Я сижу, уставившись в пол. Геометрический орнамент ковра под кофейным столиком плывет у меня перед глазами, цвета мешаются. Кирпично-красный. Оливковый. Жженая охра. Желтоватый верблюжий.

– Прошу тебя, Хетти. Я ничем не смогу тебе помочь, если ты не назовешь имя. Ну же, давай… – Настроение изменилось; теперь мать уговаривает меня, упрашивает.

– Не могу.

– Тогда хотя бы объясни прочему?

Я поднимаю голову, смотрю на нее. Вижу устремленные на меня большие встревоженные глаза, напряженный взгляд. Отрицательно мотаю головой, и слезы снова подкатывают к горлу. Тень ужаса накрывает ее лицо.

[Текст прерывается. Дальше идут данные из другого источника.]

PR #84, opened 2019-10-21
Add more e2e tests.

jmencak:
The current Node Tuning Operator's e2e tests include only tests for:

  - availability of the ClusterOperator node-tuning object
  - existence of the default tuned CR

The e2e tests are enhanced to check basic functionality of the operator's operands, i.e. the functionality of requested tuning on OpenShift nodes.

The following three tests are added:
  - the basic functionality of NTO and its operands (check for an application of a default sysctl)
  - the application (and rollback) of a custom profile via pod labelling
  - the application (and rollback) of a custom profile via node labelling

### DIFF
--- a/test/e2e/operator_test.go
+++ b/test/e2e/operator_test.go
@@ -4,6 +4,9 @@ package e2e
 
 import (
 	"context"
+	"fmt"
+	"os/exec"
+	"strings"
 	"testing"
 	"time"
 
@@ -13,10 +16,14 @@ import (
 	ntoclient "github.com/openshift/cluster-node-tuning-operator/pkg/client"
 	ntoconfig "github.com/openshift/cluster-node-tuning-operator/pkg/config"
 
+	corev1 "k8s.io/api/core/v1"
+	"k8s.io/apimachinery/pkg/labels"
 	"k8s.io/apimachinery/pkg/types"
 	"k8s.io/apimachinery/pkg/util/wait"
+	"sigs.k8s.io/controller-runtime/pkg/client"
 )
 
+// Test the ClusterOperator node-tuning object exists and is Available.
 func TestOperatorAvailable(t *testing.T) {
 	client := ntoclient.GetClient()
 	if client == nil {
@@ -38,10 +45,11 @@ func TestOperatorAvailable(t *testing.T) {
 		return false, nil
 	})
 	if err != nil {
-		t.Errorf("Did not get expected available condition: %v", err)
+		t.Fatalf("Did not get expected available condition: %v", err)
 	}
 }
 
+// Test the default tuned CR exists.
 func TestDefaultTunedExists(t *testing.T) {
 	client := ntoclient.GetClient()
 	if client == nil {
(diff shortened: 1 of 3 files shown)


zvonkok:
There are safe and unsafe sysctl for Kubernetes, which one are we supporting in OpenShift? 
Safe sysctls are namespaced, are we going to support the non-namespaced unsafe one? 

Node wide sysctl effect all pods, so its enough to test the setting in one of the containers, right?

jmencak:
> There are safe and unsafe sysctl for Kubernetes, which one are we supporting in OpenShift?

This PR and the Node Tuning Operator (NTO) has nothing to do with (un)safe sysctls.  NTO sets node-level sysctls by using privileged containers and sharing host namespaces.  To answer the question though, unsafe sysctls should work in OpenShift [as of 4.2](https://bugzilla.redhat.com/show_bug.cgi?id=1690754).  Safe sysctl are enabled by default but afaik there's only 3 of them.

> Safe sysctls are namespaced, are we going to support the non-namespaced unsafe one?

Safe sysctls are namespaced, but it should be noted that not all namespaced sysctls are considered safe.  OpenShift [should already support unsafe sysctls for pods](https://bugzilla.redhat.com/show_bug.cgi?id=1690754), but again, this has nothing to do with the NTO and this PR.

> Node wide sysctl effect all pods, so its enough to test the setting in one of the containers, right?

Testing from a container that is sharing host namespaces should be enough to tell that a node-level sysctl was set or not.  If it is not, then I'm missing something and these tests need to be done differently.

test/e2e/operator_test.go
```diff
@@ -56,6 +64,232 @@ func TestDefaultTunedExists(t *testing.T) {
...
+	}
+
+	t.Logf("Labelling pod %s with label %s", pod.Name, podLabelIngress)
+	out, err := exec.Command("oc", "label", "pod", "--overwrite", "-n", ntoconfig.OperatorNamespace(), pod.Name, podLabelIngress+"=").CombinedOutput()
+	if err != nil {
+		t.Fatal(fmt.Errorf("%v", string(out)))
+	}
+
+	t.Logf("Applying the custom ingress profile from %s", profileIngress)
+	out, err = exec.Command("oc", "apply", "-n", ntoconfig.OperatorNamespace(), "-f", profileIngress).CombinedOutput()
```
sjug: Is this step creating the custom profile so that NTO can pick it up and apply it based on the previous label you set? Or how is this being applied?

test/e2e/operator_test.go
```diff
@@ -56,6 +64,232 @@ func TestDefaultTunedExists(t *testing.T) {
...
+	}
+
+	return val, nil
+}
+
+// Makes sure a sysctl value for sysctlVar from inside a (tuned) pod is equal to valExp.
+// Returns an error otherwise.
+func ensureSysctl(sysctlVar string, pod *corev1.Pod, valExp string) (err error) {
+	var val string
+	wait.PollImmediate(5*time.Second, 5*time.Minute, func() (bool, error) {
```
sjug: Not sure if this `PollImmediate()` is necessary since `getSysctl()` always has its own?

test/e2e/operator_test.go
jmencak: That's exactly the correct understadning.

test/e2e/operator_test.go
jmencak: It is not necessary.  I was considering not using it, but then I went for the same pattern and more flexibility (which is probably also questionable).  Would you prefer I removed it in ensureSysctl()?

– Ох, Герта, – шепчет она, – он что, женат?

– Нет, мама.

Хотя он ведь и правда женат.

Кровь стынет у меня в жилах. Папа до конца недели в Дрездене, что, в общем-то, не мешает ему быть сейчас с любовницей и новорожденным сыном, а не трудиться в качестве офицера СС на благо Германии, как считает мама.

Одна ложь громоздится на другую, та – на третью. Неправда и фальшь наслаиваются, постепенно образуя гору: так из слоев мокрого песка растет замок, но время пройдет, песок высохнет, и замок сначала накренится, а потом рассыплется.